Keep to one stretch of the data below, the lines from the one with "Run ci / cd pipeline in multicore" up to and including the one with "PR #257, opened 2024-10-28", and return that stretch exactly.

##########

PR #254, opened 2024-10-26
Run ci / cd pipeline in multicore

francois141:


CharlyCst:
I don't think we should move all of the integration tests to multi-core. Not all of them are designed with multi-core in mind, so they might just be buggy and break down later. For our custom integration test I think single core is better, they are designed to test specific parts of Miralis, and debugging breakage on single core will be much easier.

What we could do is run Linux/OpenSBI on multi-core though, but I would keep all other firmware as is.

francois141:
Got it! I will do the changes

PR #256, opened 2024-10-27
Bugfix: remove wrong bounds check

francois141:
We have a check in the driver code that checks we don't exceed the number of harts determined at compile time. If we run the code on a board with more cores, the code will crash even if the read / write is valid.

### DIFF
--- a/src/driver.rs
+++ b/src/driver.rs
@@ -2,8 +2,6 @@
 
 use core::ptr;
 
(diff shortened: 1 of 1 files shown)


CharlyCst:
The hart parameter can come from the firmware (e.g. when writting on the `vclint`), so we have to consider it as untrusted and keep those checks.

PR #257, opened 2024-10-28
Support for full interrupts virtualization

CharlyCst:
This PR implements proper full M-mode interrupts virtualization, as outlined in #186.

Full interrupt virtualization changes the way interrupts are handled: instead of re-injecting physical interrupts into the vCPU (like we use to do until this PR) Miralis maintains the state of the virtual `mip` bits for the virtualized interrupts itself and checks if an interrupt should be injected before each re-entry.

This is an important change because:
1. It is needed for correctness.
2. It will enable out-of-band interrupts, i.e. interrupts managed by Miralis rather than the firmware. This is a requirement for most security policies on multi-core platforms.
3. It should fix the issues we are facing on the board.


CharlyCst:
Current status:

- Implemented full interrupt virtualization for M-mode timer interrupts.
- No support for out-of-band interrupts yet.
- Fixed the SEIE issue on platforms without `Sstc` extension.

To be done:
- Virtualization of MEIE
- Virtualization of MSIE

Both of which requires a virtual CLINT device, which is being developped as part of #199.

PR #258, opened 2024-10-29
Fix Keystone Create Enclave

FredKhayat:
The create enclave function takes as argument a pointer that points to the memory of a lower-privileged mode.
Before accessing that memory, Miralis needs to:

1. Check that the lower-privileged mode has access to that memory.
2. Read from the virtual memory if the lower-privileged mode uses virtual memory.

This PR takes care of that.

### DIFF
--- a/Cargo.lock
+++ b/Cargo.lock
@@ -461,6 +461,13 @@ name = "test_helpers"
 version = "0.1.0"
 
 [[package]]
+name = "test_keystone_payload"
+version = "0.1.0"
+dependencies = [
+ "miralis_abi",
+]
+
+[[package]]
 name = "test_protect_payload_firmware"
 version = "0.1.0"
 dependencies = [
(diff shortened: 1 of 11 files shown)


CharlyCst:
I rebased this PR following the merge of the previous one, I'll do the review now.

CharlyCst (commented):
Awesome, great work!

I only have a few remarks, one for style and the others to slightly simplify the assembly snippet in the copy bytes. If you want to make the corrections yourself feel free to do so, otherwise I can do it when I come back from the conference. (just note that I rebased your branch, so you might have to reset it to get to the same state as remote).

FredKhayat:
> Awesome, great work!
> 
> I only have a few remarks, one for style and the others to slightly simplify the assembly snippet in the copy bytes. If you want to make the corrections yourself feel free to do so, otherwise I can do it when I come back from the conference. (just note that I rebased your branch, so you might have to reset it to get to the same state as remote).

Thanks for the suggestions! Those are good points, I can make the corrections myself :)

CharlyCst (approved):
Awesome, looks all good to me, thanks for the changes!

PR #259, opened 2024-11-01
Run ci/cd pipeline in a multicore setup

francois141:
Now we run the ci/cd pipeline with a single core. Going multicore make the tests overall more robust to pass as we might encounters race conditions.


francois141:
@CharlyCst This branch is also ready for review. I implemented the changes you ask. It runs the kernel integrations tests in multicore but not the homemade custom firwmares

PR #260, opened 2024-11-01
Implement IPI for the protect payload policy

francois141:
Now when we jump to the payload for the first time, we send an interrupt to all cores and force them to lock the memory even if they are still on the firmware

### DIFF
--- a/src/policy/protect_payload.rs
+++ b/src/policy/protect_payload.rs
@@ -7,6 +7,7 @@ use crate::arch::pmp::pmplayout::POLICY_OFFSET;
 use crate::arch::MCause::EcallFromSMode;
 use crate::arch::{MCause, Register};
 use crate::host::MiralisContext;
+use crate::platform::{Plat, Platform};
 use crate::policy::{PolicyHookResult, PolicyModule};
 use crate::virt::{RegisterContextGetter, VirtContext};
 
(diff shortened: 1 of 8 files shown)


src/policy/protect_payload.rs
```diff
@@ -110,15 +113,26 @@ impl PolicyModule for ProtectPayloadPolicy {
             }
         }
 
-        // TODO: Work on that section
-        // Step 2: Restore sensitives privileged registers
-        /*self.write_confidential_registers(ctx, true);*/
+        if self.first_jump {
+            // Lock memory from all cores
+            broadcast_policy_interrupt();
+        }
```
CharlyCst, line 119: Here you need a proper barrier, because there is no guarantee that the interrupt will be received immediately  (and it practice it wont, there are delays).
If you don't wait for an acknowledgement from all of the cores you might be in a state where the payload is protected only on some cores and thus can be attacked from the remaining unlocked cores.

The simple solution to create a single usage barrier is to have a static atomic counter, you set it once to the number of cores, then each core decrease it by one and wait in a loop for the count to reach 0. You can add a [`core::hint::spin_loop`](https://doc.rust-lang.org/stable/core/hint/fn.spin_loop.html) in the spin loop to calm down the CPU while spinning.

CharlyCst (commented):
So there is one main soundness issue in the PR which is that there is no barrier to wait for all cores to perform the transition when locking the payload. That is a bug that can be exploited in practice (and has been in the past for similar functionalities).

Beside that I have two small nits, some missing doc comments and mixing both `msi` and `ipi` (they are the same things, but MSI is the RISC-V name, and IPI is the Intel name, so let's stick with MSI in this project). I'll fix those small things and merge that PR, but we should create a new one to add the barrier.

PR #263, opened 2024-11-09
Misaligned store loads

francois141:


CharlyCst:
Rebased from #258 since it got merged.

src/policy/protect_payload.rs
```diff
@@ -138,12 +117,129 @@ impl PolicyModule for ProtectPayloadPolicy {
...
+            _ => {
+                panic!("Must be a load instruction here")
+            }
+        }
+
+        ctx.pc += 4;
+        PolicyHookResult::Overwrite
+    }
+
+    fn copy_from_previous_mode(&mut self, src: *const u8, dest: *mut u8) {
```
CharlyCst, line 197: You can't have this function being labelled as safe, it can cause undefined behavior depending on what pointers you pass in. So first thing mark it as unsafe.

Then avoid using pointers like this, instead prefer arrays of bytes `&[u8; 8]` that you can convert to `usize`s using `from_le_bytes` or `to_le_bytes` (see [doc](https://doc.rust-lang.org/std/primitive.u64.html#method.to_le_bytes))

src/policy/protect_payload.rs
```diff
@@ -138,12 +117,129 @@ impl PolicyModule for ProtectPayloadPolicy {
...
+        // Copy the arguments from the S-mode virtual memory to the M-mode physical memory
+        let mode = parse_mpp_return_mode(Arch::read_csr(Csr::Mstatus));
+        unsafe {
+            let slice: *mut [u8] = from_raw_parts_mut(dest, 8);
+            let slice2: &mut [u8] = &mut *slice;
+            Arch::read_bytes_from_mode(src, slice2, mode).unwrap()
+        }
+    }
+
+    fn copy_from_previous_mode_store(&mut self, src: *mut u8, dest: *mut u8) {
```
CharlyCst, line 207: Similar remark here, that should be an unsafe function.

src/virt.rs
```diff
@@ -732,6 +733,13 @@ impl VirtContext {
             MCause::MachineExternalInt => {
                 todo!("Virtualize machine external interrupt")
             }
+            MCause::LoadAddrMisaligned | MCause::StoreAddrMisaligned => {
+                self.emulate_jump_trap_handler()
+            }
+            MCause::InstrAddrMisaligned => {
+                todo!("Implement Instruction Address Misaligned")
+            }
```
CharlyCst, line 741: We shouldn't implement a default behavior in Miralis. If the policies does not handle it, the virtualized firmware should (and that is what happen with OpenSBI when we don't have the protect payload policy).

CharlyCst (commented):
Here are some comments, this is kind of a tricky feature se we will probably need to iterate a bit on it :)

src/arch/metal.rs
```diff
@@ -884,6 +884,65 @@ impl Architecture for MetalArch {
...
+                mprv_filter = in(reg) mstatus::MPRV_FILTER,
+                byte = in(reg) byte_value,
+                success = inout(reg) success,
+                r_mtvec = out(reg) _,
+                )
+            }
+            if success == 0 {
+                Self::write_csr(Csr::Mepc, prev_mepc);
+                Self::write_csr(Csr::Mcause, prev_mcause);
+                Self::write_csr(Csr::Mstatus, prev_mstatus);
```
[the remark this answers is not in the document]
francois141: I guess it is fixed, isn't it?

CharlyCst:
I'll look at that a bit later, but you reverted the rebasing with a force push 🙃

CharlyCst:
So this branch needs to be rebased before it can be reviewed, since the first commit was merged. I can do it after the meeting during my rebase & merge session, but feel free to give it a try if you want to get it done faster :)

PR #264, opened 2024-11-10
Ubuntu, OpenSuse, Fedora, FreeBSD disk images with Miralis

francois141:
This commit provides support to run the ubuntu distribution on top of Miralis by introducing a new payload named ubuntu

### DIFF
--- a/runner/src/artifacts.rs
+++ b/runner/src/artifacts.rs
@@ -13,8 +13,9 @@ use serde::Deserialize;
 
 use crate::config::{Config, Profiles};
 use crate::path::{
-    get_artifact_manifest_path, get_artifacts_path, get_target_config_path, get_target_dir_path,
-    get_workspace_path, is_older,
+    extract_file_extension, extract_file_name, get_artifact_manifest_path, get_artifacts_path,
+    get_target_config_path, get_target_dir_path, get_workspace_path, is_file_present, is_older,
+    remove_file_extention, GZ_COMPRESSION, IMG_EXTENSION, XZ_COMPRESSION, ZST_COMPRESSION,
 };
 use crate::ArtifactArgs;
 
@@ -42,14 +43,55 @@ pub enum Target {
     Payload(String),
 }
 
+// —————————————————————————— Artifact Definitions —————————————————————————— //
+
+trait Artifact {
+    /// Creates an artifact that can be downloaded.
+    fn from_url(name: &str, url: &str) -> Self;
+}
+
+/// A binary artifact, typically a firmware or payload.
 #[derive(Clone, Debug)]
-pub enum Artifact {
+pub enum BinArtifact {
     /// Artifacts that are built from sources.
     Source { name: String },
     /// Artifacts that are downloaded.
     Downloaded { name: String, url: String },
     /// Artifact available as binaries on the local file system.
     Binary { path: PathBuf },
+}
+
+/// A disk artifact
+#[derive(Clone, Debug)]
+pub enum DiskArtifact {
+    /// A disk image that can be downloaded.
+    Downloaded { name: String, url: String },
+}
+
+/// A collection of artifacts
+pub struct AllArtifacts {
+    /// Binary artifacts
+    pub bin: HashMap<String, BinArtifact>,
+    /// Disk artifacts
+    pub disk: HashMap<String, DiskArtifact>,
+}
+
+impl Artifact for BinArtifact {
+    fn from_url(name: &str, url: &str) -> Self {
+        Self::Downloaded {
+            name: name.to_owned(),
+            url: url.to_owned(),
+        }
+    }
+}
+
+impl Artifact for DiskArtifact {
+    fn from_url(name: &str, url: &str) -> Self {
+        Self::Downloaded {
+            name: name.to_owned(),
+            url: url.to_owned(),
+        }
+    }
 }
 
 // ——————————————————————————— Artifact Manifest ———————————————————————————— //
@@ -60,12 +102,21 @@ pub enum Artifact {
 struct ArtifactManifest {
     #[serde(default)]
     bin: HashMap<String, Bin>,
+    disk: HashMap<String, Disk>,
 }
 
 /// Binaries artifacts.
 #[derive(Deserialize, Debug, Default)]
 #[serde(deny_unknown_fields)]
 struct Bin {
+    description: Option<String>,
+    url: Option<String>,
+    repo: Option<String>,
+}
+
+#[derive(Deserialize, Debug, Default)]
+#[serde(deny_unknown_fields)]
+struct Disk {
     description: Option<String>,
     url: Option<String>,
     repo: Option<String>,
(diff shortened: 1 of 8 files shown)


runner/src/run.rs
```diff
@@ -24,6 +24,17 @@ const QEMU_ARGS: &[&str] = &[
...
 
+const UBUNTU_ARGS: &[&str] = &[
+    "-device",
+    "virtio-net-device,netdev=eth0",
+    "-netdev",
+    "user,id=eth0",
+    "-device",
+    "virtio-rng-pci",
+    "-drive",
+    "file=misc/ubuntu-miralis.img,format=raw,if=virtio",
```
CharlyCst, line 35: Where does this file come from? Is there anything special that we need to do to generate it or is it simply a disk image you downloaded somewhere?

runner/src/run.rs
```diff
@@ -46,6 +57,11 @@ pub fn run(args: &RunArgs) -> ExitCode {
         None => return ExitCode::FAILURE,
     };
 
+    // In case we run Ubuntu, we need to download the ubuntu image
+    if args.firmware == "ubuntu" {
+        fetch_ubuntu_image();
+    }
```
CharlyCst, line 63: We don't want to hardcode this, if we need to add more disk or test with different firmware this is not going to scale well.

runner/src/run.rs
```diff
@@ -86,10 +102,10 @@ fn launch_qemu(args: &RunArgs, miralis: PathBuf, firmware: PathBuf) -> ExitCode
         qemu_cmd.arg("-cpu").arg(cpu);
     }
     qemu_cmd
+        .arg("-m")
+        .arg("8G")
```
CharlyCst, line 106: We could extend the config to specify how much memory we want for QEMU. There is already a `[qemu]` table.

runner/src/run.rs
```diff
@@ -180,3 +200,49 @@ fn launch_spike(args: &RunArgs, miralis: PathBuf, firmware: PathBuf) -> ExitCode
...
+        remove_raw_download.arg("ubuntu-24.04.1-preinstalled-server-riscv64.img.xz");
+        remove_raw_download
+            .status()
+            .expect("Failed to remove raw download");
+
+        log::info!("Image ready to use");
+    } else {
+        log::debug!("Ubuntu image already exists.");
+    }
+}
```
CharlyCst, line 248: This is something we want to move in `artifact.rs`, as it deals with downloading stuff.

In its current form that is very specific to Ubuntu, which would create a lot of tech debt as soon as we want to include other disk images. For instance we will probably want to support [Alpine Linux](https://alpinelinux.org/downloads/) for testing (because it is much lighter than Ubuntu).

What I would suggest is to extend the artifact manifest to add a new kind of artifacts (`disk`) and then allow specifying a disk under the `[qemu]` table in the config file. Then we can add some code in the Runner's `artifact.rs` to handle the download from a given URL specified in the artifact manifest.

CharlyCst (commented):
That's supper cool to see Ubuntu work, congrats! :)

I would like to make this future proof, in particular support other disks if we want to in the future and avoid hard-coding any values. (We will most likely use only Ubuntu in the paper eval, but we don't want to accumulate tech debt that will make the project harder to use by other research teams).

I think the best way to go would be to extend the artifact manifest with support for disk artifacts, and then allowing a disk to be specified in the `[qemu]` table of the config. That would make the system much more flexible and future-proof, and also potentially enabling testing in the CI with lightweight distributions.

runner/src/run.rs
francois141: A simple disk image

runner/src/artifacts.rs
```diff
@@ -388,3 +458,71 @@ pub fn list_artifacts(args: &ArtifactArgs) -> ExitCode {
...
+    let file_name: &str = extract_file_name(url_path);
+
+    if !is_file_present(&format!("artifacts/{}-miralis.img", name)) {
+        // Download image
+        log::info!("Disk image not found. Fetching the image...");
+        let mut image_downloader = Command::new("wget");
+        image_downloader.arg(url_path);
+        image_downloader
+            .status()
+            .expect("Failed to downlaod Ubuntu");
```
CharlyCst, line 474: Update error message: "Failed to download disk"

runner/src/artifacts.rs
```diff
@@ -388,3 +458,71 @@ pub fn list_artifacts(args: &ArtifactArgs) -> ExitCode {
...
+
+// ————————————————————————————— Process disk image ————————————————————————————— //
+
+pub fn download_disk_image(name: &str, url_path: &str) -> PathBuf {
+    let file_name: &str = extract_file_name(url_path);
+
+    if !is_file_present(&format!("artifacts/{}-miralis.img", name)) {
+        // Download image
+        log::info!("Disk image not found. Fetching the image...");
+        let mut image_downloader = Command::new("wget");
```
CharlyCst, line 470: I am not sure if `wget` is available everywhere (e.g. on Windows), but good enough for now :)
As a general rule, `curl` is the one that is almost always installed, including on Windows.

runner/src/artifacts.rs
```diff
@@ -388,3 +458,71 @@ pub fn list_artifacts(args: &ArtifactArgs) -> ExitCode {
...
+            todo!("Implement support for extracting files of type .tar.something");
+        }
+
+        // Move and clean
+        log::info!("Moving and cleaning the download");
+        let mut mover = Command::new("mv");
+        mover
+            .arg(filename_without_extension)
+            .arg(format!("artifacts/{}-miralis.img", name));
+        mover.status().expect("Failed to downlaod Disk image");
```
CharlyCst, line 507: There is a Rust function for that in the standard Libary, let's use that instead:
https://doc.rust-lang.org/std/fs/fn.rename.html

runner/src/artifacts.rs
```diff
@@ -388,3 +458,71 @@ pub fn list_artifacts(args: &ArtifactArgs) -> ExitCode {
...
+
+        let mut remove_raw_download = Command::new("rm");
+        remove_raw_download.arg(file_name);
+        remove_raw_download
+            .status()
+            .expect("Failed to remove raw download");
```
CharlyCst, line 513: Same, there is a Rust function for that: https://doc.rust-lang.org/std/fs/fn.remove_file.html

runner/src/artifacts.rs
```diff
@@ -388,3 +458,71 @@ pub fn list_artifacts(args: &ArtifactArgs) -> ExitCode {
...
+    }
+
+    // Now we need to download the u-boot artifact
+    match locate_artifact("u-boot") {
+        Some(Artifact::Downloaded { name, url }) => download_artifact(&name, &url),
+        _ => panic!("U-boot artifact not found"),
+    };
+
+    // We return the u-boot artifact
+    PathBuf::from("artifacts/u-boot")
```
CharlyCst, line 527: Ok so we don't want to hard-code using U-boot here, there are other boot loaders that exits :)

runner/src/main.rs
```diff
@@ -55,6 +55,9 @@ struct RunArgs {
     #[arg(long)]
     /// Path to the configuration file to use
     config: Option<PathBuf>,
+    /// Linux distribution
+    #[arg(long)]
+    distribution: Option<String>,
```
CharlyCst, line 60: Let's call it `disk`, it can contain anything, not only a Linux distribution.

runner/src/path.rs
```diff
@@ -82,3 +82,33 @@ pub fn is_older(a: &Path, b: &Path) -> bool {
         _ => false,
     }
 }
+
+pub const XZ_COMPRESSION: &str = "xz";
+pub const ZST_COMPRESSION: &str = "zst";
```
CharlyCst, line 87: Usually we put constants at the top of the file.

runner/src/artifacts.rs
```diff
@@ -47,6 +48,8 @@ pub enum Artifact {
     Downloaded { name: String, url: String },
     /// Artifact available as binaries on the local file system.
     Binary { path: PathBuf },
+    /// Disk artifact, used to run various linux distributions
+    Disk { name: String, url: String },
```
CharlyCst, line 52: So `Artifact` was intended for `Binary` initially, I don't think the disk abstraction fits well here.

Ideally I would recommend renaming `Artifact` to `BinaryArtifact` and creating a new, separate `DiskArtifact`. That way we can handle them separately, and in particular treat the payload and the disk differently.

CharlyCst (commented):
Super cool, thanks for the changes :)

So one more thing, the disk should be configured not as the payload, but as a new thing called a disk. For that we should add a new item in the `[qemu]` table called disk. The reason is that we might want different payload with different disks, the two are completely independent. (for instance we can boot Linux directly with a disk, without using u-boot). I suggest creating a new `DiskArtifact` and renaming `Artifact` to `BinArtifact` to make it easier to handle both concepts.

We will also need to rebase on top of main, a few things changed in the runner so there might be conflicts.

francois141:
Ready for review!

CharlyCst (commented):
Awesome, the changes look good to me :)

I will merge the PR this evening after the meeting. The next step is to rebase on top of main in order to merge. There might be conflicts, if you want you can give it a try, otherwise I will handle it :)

##########

Task output:
Run ci / cd pipeline in multicore

francois141:


CharlyCst:
I don't think we should move all of the integration tests to multi-core. Not all of them are designed with multi-core in mind, so they might just be buggy and break down later. For our custom integration test I think single core is better, they are designed to test specific parts of Miralis, and debugging breakage on single core will be much easier.

What we could do is run Linux/OpenSBI on multi-core though, but I would keep all other firmware as is.

francois141:
Got it! I will do the changes

PR #256, opened 2024-10-27
Bugfix: remove wrong bounds check

francois141:
We have a check in the driver code that checks we don't exceed the number of harts determined at compile time. If we run the code on a board with more cores, the code will crash even if the read / write is valid.

### DIFF
--- a/src/driver.rs
+++ b/src/driver.rs
@@ -2,8 +2,6 @@
 
 use core::ptr;
 
(diff shortened: 1 of 1 files shown)


CharlyCst:
The hart parameter can come from the firmware (e.g. when writting on the `vclint`), so we have to consider it as untrusted and keep those checks.

PR #257, opened 2024-10-28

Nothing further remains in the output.